Count, please, the lines in the listing below that contain "tests", and reply with the count only.

*** Opening of RECORDS FOR THE TASK ***

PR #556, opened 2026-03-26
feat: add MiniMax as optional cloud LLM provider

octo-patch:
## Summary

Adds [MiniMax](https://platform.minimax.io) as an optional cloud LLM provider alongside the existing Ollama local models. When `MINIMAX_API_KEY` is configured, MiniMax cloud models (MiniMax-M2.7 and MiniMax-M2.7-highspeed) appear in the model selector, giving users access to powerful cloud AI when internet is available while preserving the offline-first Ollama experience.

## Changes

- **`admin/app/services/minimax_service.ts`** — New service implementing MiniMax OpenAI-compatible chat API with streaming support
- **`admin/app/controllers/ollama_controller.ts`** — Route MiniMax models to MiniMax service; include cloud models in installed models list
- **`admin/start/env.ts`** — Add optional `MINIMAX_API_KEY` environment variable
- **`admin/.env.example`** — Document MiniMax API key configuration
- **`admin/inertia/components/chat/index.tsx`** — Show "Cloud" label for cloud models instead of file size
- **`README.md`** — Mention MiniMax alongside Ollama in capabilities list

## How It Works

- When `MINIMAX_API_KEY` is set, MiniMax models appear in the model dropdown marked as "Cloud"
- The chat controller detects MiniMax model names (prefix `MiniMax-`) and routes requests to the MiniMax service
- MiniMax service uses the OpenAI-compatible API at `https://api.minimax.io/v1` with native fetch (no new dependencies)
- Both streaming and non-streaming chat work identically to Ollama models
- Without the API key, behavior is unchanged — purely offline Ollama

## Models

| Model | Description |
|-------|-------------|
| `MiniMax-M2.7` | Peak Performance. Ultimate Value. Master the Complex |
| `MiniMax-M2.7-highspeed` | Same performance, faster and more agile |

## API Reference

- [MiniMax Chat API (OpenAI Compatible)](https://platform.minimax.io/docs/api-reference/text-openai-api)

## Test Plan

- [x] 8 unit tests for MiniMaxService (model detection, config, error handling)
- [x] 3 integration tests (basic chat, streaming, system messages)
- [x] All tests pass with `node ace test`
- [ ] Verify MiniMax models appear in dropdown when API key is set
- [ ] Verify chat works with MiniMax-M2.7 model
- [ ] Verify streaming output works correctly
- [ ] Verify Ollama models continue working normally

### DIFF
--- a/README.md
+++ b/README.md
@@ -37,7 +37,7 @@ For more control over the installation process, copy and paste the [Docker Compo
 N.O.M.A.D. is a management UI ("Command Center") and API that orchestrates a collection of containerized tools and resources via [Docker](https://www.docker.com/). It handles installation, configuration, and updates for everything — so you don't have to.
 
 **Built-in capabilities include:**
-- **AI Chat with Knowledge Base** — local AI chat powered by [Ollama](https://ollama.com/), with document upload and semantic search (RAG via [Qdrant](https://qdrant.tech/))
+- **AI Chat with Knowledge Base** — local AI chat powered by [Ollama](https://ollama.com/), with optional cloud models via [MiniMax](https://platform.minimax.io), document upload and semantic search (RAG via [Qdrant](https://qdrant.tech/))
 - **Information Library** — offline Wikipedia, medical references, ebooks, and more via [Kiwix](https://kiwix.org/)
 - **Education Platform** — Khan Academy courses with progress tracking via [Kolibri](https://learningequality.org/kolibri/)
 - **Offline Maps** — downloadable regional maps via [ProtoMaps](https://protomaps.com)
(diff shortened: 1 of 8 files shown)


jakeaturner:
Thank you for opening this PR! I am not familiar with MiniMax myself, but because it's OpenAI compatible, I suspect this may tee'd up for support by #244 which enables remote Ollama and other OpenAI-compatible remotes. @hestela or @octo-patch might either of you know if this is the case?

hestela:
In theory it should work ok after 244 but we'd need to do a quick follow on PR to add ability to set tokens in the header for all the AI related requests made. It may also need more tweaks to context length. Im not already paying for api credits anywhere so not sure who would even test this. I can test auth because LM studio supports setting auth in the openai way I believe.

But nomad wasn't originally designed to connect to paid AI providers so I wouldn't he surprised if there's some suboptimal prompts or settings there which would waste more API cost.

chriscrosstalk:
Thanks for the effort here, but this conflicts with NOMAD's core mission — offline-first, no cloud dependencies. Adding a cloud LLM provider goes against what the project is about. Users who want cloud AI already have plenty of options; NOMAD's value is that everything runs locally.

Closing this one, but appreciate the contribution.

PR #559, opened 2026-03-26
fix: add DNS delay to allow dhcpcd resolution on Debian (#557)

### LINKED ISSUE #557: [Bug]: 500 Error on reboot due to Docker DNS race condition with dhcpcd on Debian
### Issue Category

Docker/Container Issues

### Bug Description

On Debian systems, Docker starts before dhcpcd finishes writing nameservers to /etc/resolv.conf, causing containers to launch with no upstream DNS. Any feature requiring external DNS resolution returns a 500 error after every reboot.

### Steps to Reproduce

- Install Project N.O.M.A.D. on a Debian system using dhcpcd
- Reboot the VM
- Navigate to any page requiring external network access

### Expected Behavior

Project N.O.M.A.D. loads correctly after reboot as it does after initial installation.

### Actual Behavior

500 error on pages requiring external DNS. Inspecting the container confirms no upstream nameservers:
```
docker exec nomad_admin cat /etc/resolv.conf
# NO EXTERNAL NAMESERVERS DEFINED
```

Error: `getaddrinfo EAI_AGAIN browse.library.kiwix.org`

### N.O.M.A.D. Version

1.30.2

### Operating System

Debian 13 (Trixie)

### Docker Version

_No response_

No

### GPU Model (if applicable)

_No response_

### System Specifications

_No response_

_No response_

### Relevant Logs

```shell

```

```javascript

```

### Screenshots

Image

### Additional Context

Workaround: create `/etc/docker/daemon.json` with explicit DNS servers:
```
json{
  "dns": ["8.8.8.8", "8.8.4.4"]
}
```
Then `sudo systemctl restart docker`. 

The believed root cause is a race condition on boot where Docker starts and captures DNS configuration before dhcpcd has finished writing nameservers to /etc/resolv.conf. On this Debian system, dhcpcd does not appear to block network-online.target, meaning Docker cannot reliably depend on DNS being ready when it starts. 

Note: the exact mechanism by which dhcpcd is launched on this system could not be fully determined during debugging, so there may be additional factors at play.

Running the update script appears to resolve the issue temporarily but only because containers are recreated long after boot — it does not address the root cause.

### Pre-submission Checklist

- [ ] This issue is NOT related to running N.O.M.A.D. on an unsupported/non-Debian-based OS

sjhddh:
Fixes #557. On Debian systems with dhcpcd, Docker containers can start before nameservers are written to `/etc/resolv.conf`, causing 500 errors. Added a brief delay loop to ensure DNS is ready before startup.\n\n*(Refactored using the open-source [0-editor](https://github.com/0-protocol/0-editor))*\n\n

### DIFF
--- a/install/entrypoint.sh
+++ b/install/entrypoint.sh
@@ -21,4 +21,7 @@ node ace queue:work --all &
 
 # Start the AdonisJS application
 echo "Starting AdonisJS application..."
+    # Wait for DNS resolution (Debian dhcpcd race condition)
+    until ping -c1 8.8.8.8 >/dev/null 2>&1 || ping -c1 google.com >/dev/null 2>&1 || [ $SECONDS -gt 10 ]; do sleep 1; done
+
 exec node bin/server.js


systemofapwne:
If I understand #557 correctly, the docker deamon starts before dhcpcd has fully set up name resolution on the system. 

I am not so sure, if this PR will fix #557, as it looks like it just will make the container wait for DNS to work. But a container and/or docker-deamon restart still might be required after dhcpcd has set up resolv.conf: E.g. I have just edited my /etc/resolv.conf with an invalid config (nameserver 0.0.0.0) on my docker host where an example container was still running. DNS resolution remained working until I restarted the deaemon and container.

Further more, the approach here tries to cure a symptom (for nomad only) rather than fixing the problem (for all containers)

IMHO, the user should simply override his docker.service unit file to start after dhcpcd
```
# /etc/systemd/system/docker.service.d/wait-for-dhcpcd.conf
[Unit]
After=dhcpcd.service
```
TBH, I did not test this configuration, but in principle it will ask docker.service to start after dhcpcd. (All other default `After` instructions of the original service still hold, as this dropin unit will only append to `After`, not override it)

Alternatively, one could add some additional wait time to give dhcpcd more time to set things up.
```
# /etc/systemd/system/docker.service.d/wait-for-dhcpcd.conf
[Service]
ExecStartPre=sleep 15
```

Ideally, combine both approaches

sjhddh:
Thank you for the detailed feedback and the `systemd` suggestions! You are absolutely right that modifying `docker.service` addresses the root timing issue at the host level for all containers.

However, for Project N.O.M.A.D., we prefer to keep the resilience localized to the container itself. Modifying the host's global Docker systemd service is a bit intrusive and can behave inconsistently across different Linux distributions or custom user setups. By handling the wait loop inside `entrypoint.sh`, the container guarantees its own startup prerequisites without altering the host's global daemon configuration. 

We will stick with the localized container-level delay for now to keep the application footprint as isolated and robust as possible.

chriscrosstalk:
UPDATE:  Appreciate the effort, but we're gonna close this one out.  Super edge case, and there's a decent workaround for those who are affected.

*** Close of RECORDS FOR THE TASK ***

■ **SOLUTION**
3